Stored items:
════════════════

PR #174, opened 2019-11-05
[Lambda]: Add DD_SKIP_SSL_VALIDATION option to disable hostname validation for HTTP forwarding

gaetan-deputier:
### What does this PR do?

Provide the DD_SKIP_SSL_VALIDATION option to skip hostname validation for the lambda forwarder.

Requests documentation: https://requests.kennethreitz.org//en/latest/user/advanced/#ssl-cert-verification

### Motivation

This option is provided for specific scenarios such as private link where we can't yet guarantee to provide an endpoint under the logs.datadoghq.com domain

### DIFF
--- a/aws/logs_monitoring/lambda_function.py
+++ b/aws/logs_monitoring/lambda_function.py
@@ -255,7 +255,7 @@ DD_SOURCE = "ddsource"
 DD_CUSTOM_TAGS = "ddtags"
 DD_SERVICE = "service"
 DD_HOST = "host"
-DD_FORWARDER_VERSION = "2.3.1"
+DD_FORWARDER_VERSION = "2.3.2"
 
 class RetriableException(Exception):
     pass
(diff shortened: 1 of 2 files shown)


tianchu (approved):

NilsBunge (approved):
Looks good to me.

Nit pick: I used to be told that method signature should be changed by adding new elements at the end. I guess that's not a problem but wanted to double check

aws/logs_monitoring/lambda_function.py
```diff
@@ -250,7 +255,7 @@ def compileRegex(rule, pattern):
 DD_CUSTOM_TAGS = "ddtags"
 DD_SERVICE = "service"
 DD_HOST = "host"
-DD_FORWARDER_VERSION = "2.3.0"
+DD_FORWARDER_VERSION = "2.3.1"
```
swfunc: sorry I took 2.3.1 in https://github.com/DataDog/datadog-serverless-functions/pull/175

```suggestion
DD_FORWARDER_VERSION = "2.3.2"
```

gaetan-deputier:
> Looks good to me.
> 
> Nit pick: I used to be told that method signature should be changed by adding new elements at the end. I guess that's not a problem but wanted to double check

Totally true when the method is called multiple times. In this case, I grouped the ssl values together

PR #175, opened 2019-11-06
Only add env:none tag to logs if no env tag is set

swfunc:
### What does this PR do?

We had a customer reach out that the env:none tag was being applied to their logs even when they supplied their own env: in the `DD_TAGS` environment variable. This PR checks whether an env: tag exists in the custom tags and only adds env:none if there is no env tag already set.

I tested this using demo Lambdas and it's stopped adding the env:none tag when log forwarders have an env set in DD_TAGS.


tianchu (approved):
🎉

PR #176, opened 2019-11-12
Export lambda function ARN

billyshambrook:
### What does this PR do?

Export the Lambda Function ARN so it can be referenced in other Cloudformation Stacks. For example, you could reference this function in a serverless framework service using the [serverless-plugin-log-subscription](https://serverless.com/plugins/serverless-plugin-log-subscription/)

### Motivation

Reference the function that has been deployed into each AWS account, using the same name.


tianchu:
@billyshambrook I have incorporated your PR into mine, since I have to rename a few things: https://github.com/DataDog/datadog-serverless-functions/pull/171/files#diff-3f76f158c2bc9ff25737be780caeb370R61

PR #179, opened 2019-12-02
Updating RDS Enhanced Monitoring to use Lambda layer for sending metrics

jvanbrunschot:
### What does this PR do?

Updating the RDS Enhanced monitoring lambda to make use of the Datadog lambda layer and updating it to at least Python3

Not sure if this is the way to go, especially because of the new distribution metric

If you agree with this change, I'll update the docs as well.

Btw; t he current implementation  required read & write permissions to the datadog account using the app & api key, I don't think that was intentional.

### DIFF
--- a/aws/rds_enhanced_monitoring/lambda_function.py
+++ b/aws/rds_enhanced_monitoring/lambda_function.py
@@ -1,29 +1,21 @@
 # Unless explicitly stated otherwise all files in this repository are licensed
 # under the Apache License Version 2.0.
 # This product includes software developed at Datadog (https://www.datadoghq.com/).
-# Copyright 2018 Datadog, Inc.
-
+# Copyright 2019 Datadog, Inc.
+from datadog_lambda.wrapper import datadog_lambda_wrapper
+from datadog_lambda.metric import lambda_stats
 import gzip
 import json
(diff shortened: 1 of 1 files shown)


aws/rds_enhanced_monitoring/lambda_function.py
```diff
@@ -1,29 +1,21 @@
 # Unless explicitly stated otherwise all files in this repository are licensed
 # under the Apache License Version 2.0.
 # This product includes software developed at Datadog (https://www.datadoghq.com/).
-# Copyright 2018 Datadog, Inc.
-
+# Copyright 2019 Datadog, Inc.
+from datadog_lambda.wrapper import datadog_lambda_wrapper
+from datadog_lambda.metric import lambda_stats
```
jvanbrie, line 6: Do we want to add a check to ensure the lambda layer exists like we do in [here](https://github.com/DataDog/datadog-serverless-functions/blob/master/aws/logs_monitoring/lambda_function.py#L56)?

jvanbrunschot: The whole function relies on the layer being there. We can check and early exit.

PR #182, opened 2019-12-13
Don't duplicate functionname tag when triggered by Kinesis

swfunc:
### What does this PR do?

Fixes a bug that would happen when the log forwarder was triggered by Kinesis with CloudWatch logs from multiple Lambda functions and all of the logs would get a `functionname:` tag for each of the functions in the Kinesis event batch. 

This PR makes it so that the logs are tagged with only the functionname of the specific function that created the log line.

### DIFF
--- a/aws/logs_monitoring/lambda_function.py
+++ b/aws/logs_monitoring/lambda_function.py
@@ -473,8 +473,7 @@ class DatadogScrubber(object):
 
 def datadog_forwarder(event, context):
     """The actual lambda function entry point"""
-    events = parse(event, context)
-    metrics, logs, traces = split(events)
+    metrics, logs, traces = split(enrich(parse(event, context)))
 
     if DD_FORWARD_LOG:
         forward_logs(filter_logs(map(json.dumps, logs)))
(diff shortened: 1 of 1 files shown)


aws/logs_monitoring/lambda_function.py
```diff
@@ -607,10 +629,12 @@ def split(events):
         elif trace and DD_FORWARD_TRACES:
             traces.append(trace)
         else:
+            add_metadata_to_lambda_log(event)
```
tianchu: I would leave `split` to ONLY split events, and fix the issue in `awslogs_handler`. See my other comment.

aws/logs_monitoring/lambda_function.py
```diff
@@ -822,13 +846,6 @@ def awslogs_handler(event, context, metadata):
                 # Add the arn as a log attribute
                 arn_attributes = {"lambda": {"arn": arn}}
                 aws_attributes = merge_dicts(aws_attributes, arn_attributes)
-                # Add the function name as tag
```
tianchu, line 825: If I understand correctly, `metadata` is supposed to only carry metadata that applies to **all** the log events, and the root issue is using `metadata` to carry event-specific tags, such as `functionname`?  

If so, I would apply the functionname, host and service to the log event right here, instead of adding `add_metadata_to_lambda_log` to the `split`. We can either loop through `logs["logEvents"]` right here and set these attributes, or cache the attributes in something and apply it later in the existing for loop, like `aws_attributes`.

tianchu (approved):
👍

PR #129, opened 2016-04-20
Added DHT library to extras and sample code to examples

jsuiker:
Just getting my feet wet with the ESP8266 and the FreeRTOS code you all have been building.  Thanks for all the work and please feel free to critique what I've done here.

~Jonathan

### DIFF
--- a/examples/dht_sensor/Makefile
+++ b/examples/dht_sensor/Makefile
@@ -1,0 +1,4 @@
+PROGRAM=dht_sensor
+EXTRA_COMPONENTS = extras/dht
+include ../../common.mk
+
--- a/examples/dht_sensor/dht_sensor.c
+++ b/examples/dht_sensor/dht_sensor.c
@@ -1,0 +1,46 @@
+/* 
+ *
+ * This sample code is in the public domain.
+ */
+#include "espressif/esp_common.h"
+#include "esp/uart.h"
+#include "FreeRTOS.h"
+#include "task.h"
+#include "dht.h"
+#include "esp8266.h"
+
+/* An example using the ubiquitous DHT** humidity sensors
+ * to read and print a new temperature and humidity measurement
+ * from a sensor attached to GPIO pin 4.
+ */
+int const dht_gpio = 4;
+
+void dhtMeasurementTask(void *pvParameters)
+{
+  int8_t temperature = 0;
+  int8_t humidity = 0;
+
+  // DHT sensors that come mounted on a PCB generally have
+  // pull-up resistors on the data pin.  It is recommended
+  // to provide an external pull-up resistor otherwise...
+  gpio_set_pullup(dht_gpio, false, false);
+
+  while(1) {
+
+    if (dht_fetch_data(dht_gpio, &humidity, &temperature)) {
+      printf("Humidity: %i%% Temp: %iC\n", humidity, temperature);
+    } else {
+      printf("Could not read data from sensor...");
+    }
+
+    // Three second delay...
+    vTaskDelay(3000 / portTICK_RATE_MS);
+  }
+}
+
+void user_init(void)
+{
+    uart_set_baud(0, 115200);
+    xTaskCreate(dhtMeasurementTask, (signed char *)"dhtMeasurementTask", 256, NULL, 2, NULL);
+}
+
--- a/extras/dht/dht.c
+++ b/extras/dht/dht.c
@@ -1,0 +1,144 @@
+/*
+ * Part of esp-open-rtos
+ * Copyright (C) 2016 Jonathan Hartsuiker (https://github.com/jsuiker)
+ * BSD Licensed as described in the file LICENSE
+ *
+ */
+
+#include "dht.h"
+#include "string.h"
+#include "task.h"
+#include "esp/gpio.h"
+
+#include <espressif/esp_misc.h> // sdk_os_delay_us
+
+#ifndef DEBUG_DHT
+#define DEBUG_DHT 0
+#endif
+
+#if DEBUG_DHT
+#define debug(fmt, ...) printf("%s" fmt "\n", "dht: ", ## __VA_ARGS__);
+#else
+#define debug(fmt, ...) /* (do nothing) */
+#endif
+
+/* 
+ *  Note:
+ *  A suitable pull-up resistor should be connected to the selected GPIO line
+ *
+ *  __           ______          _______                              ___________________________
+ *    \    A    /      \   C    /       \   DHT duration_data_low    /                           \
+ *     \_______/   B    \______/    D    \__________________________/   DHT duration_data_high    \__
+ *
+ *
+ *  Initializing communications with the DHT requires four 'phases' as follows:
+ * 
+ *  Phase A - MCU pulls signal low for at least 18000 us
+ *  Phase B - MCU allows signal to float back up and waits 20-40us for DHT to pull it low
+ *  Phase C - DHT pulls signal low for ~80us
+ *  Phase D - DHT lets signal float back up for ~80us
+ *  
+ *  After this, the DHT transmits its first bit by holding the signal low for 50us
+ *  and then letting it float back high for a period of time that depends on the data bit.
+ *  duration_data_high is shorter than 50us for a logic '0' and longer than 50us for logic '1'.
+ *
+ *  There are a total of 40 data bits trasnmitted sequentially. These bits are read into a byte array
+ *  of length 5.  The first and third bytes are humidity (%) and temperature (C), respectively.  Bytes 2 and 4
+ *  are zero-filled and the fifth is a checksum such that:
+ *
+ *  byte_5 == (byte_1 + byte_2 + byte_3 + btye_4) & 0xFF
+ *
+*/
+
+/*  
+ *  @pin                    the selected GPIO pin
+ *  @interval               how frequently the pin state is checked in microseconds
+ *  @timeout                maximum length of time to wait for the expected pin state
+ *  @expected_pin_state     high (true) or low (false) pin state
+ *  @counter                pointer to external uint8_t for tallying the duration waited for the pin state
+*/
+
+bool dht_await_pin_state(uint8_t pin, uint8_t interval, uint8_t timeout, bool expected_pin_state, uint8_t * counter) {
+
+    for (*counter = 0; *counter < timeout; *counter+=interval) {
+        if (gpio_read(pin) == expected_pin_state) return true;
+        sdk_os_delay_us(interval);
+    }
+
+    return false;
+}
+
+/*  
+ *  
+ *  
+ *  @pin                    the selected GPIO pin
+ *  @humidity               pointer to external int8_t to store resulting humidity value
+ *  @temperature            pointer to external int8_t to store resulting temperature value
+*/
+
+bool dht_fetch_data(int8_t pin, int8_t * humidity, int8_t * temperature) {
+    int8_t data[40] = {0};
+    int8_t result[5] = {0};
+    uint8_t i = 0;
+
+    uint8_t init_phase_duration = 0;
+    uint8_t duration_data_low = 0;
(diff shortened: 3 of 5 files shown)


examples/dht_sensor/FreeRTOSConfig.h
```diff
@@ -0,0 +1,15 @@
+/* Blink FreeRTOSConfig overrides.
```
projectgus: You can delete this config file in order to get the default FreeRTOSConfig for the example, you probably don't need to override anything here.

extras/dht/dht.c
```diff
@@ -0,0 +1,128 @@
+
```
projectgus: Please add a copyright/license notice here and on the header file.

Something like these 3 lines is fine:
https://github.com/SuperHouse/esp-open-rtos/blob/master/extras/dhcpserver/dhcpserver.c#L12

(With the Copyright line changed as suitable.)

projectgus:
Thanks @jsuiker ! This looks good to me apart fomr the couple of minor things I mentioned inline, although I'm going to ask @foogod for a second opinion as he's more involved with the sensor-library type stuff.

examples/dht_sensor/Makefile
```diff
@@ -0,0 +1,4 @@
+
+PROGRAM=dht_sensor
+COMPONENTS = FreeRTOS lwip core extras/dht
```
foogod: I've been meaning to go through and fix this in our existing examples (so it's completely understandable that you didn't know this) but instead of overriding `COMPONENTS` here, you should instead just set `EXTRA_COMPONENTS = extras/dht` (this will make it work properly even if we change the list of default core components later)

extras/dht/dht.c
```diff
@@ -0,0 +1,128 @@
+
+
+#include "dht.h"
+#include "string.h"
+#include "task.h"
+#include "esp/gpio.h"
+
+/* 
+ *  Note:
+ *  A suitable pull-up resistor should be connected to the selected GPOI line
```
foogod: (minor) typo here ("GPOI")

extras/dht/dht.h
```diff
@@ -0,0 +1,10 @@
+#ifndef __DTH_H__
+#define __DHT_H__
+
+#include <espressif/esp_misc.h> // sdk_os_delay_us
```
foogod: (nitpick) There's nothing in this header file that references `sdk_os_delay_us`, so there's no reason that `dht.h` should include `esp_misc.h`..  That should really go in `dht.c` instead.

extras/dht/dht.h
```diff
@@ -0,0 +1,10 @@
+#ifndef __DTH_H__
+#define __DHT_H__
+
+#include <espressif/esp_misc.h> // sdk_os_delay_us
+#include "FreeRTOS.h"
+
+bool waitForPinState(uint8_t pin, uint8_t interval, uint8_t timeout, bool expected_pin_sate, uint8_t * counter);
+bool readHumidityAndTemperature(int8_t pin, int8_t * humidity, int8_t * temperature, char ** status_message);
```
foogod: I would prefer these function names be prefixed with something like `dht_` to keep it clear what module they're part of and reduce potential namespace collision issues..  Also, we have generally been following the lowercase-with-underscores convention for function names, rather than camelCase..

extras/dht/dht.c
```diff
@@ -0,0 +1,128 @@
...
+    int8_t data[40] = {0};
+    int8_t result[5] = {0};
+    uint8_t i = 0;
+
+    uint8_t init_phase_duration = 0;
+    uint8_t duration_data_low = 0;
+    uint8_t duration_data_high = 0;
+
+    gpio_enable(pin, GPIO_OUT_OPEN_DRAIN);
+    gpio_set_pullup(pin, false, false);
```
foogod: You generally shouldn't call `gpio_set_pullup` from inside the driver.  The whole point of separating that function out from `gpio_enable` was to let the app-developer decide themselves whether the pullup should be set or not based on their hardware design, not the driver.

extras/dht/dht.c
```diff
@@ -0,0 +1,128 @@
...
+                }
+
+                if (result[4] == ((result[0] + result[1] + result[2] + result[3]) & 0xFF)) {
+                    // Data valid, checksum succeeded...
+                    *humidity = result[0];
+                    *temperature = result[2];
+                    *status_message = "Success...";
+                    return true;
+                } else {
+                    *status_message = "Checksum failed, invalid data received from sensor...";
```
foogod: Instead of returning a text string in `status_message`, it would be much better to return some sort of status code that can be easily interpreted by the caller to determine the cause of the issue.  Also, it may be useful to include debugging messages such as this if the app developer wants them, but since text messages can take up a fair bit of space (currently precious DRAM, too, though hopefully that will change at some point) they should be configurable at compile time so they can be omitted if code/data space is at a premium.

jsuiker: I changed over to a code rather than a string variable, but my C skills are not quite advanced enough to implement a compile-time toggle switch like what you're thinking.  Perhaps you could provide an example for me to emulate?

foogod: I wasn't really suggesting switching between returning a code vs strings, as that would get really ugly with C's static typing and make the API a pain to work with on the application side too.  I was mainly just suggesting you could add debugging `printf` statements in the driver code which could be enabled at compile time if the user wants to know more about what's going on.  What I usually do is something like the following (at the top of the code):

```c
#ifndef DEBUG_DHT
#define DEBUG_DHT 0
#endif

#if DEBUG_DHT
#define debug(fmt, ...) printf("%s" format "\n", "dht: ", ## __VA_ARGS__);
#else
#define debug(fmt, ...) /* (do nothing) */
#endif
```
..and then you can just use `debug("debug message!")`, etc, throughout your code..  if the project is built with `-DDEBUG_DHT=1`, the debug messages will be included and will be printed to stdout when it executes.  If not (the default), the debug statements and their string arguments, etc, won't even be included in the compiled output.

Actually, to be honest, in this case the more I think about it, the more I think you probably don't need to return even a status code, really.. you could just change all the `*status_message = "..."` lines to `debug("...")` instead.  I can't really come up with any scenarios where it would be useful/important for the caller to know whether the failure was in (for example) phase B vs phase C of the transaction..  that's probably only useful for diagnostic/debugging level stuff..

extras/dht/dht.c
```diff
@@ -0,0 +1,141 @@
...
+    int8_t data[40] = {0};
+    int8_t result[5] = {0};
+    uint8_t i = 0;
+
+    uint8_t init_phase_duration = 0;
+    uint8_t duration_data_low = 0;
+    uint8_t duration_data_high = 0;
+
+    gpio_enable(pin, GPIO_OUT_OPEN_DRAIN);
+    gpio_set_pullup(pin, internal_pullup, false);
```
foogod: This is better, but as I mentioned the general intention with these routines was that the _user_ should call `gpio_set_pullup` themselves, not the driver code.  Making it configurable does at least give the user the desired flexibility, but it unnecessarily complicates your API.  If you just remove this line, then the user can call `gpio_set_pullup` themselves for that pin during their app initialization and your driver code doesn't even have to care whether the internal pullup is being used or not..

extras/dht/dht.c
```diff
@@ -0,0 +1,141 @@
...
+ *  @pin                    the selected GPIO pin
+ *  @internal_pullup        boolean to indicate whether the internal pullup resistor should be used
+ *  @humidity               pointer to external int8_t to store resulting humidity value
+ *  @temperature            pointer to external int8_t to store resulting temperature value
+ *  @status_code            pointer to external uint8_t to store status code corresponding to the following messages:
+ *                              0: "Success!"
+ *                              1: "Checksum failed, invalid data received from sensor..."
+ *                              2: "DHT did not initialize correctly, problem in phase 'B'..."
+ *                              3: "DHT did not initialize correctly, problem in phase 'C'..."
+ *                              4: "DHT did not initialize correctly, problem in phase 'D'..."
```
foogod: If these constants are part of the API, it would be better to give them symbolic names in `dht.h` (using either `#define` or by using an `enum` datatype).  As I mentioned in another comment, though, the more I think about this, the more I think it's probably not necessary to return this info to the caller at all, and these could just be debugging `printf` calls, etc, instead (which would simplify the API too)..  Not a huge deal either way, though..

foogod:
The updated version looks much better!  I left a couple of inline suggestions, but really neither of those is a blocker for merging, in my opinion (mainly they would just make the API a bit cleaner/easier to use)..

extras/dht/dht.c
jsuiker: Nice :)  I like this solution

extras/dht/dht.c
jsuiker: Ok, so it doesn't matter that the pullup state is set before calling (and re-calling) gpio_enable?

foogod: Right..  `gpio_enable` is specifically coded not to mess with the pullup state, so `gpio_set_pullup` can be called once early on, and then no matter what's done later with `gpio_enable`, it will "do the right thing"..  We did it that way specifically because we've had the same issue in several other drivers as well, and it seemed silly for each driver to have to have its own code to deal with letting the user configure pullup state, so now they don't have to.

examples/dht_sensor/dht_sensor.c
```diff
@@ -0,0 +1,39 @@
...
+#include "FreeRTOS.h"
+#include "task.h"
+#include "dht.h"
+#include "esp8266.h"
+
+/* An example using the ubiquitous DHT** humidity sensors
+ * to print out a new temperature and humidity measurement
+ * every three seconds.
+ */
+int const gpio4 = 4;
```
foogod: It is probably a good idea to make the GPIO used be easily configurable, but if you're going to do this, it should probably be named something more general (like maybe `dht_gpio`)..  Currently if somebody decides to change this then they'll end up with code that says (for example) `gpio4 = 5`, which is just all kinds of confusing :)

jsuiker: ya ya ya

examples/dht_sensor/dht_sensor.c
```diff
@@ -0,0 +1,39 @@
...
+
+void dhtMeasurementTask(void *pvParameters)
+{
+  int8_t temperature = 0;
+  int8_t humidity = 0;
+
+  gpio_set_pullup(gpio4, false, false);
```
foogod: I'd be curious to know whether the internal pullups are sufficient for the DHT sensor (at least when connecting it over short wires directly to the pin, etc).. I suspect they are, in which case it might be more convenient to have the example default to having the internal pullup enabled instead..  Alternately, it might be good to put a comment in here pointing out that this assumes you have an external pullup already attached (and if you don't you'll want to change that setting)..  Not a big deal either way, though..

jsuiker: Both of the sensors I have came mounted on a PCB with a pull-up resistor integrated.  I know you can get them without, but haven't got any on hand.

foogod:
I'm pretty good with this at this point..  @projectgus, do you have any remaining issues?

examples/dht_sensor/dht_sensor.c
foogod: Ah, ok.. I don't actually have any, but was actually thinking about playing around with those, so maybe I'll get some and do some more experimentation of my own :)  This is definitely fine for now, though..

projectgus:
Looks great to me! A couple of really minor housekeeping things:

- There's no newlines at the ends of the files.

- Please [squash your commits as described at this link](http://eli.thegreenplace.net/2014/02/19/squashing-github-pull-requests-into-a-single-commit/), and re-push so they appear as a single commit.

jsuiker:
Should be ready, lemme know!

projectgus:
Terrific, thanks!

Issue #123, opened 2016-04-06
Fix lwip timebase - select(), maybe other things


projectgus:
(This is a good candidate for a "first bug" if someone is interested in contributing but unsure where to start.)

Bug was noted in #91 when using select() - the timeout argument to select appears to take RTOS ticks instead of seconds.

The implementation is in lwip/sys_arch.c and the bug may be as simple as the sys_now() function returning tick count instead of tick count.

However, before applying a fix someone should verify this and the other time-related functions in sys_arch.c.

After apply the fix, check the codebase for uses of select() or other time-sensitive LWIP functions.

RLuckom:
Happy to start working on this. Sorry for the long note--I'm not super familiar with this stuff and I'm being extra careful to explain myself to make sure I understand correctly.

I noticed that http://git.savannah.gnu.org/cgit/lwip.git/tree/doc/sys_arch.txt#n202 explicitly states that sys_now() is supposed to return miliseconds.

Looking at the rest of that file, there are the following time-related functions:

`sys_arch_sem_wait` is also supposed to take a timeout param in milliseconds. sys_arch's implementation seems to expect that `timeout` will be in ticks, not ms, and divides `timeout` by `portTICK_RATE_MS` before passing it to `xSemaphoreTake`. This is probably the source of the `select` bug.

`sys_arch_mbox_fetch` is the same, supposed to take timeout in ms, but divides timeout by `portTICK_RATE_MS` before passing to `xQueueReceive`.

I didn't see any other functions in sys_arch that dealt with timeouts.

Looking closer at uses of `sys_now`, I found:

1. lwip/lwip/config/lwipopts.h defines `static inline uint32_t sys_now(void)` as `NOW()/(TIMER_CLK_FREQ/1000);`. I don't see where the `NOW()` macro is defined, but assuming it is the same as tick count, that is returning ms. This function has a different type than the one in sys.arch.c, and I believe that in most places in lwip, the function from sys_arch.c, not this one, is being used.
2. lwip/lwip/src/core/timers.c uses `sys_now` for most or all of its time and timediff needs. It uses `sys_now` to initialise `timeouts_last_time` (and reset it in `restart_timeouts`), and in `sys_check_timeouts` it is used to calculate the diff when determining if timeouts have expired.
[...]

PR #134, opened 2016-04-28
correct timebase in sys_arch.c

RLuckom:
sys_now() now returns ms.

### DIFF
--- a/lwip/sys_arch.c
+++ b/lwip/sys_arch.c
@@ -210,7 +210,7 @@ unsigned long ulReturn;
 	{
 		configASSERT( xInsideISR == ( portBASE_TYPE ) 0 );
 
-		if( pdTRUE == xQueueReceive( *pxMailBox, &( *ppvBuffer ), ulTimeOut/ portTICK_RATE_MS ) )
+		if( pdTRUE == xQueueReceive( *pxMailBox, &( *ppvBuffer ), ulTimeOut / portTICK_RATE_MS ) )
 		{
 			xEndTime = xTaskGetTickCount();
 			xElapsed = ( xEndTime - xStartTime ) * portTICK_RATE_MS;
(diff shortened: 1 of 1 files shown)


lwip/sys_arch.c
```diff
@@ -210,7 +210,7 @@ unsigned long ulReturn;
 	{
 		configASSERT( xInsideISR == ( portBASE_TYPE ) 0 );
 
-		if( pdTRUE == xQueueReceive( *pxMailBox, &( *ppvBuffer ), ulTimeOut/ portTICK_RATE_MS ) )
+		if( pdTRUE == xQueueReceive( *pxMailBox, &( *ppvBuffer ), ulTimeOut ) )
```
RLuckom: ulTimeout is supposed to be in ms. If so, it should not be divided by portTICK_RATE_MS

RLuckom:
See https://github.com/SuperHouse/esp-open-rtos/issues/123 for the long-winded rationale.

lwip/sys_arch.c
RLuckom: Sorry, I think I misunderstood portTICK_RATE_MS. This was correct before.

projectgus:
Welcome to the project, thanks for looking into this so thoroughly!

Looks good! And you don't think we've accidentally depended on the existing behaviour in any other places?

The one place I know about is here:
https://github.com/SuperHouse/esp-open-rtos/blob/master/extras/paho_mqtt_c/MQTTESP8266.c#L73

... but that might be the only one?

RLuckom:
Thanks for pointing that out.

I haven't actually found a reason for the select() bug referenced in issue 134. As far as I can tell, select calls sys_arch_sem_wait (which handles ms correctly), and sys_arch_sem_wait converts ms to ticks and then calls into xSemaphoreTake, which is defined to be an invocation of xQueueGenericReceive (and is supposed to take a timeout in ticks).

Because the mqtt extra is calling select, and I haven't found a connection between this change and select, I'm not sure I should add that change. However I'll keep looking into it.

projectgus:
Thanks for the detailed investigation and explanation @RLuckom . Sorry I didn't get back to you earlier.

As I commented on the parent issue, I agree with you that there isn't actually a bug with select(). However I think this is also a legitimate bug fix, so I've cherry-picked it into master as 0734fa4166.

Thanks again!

════════════════

- [DESCRIPTION OF THE TASK] Taking the records from the top, repeat each line exactly until you have repeated the line that contains "Provide the DD_SKIP_SSL_VALIDATION".

- [COMPLETED EXERCISE]
PR #174, opened 2019-11-05
[Lambda]: Add DD_SKIP_SSL_VALIDATION option to disable hostname validation for HTTP forwarding

gaetan-deputier:
### What does this PR do?

Provide the DD_SKIP_SSL_VALIDATION option to skip hostname validation for the lambda forwarder.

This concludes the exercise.